4. Know the business
It always adds value when you have an understanding of the industry and the business before taking up a new support assignment. This will give you a head start and will help you build a positive relationship with the customer. Knowledge of the business will also help you break the ice with the users, leading to meaningful conversations.
When you are on-site at the plant, arrange a site walkthrough. This will increase your visibility of user groups, the roles they play, the tasks they perform, and where they perform those tasks. You can further your understanding by gaining an understanding of production lines, stock zones, locations, and machinery.
5.Confidence is your first name
If you receive positive feedback from the end users, you've achieved a key result of a great on-site support engagement: customer satisfaction.
To deliver higher customer satisfaction, make sure you know the solution in and out. This gives you the confidence to speak clearly and to defend the solution well. Your body language, manner of speaking, tone, and attitude—all matter and must exude confidence.
The reality is that the volatile business conditions can always throw curveballs at the support consultant. In such instances, remain calm, reassure the user, and call for support. Until you get back with a solution, keep the user updated with the progress.
6. Follow legal, health, and safety regulations
Always follow the health and safety regulations of the client company you engage with. These regulations can range from adhering to signs, color codes, and access controls to wearing suitable personal protective equipment (PPE). In most sites, it is mandatory to follow an induction course, which is followed by a test. Take it seriously.

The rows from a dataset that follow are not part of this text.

Issue #1628, opened 2024-02-05
Jenkins ECJ plugin detects way too less warnings 


jukzi:
same as for jdt.ui  (https://github.com/eclipse-jdt/eclipse.jdt.ui/issues/1169):
Jenkins show only 423 issues (https://ci.eclipse.org/platform/job/eclipse.platform.ui/job/master/314/eclipse/), while workspace shows many more:

![image](https://github.com/eclipse-platform/eclipse.platform.ui/assets/51790620/3c75459a-0dfe-4237-8881-9c8a3c4f64f1)

akurtakov:
The parent pom still overrides the warnings https://github.com/eclipse-platform/eclipse.platform.releng.aggregator/blob/15b58fce6c38cd475a541e2cf41b5a274194cfd5/eclipse-platform-parent/pom.xml#L96 . Please try removing this line and see the results.

akurtakov:
Even https://github.com/eclipse-platform/eclipse.platform.releng.aggregator/blob/15b58fce6c38cd475a541e2cf41b5a274194cfd5/eclipse-platform-parent/pom.xml#L105 has to be removed so test bundles warnings are the same too.

PR #1631, opened 2024-02-05
set deprecation=error / analyze #1628

jukzi:
AbstractKeyFormatter has deprecation warnings in workspace but none shown in Jenkins

https://github.com/eclipse-platform/eclipse.platform.ui/issues/1628


jukzi:
@laeubi do you mean something like this?

akurtakov:
In order to achieve workspace and cli builds warning parity there should be no overrides as explained in https://github.com/eclipse-platform/eclipse.platform.ui/issues/1628#issuecomment-1926807026 . Tweaking per bundle warnings should affect both after that.

laeubi:
> @laeubi do you mean something like this?

yes

jukzi:
such test seems not to help as error fails fast

laeubi:
> such test seems not to help as error fails fast

It does help as it shows you the issue is actually detected and your setting is taken into account.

Following the regulations protects you from potential harm, indicates the respect you have for your client, and paints a positive picture of your company. Be responsible for the customer's assets.
If you work off-hours on-site, make sure you obtain prior authorization to avoid triggering alarms.

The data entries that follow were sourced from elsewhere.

PR #1633, opened 2024-02-05
Replace sleak tool with

vogella:
org.eclipse.swt.graphics.Resource.reportNonDisposed

Sleak was never re-written to be used in RCP 4 applications and org.eclipse.swt.graphics.Resource.reportNonDisposed is anyhow 10x better to find such leaks.


akurtakov:
Shouldn't we remove Sleak in this case?

iloveeclipse:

7. Be prepared for the unexpected
Things can go wrong, always, often in an unexpected place or a time. For example, in an ERP implementation project I was a part of, one area of the factory lost wireless LAN connectivity, rendering all wireless devices in that area non-functional.
When things go wrong, keep calm, and approach the problem step by step. There is a workaround for most problems; so, keep an open mind, and you will find a solution in a place you don't expect.
Most businesses will have systematized risk mitigation solutions in place to foresee risks, assess the impact, and minimize the effect of issues, but circumstances can necessitate reverting to pen and paper.
The ultimate goal is to avoid production downtime.
8. Simplicity is key
Complex solutions are cumbersome and lead to poor user experience. Make the solution as simple as possible, as long as the solution meets the objectives. Support consultants interact with a broad spectrum of users with varying levels of skills, from different backgrounds. Simplicity will ensure that everyone understands how the solution works. From an implementation partner's perspective, simplicity increases visibility and reduces room for error, resulting in a smooth ERP implementation.
Consider these strategies as guidelines and adapt them to the business, people, and the situation. The ongoing pandemic has changed the way we look at ERP delivery and support, as it has forced us to deliver ERP solutions 100% virtually, without any on-site presence. Adapted appropriately, the eight strategies explained above works well in a virtual environment as well.
Wearing the on-site support consultant hat demands responsibility and perseverance. Despite the challenges and the tensions, if you enjoy creating impactful solutions, working with people, and delivering customer satisfaction, on-site support can be immensely rewarding.